About this exercise. The answer must be one number: how many lines below contain the word "kubelt".

Material for the task.
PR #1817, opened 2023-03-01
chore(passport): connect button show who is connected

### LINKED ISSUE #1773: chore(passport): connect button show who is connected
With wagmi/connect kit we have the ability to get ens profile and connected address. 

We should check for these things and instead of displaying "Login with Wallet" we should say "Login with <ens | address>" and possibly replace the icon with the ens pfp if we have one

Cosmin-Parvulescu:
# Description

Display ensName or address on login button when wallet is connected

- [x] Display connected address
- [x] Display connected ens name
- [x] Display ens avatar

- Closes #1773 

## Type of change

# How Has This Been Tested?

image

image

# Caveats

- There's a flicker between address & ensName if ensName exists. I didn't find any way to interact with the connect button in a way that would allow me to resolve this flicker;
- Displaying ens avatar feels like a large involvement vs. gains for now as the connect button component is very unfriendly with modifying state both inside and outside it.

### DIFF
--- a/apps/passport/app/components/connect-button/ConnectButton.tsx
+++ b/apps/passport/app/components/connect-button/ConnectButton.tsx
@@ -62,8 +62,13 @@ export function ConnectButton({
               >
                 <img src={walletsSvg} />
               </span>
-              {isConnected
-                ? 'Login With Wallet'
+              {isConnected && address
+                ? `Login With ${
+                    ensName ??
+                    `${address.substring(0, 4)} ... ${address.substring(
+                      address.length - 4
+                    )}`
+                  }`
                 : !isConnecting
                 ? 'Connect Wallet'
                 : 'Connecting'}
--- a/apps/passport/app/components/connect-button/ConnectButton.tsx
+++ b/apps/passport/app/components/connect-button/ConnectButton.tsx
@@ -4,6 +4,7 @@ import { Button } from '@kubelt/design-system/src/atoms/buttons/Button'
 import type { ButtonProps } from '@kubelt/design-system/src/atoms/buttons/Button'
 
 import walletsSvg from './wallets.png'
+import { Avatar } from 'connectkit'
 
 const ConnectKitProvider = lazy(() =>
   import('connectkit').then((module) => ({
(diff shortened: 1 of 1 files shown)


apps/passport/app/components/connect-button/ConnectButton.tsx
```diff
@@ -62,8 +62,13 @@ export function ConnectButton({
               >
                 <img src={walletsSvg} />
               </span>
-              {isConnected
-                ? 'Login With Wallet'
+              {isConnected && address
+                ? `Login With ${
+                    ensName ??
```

Solution to this exercise. 2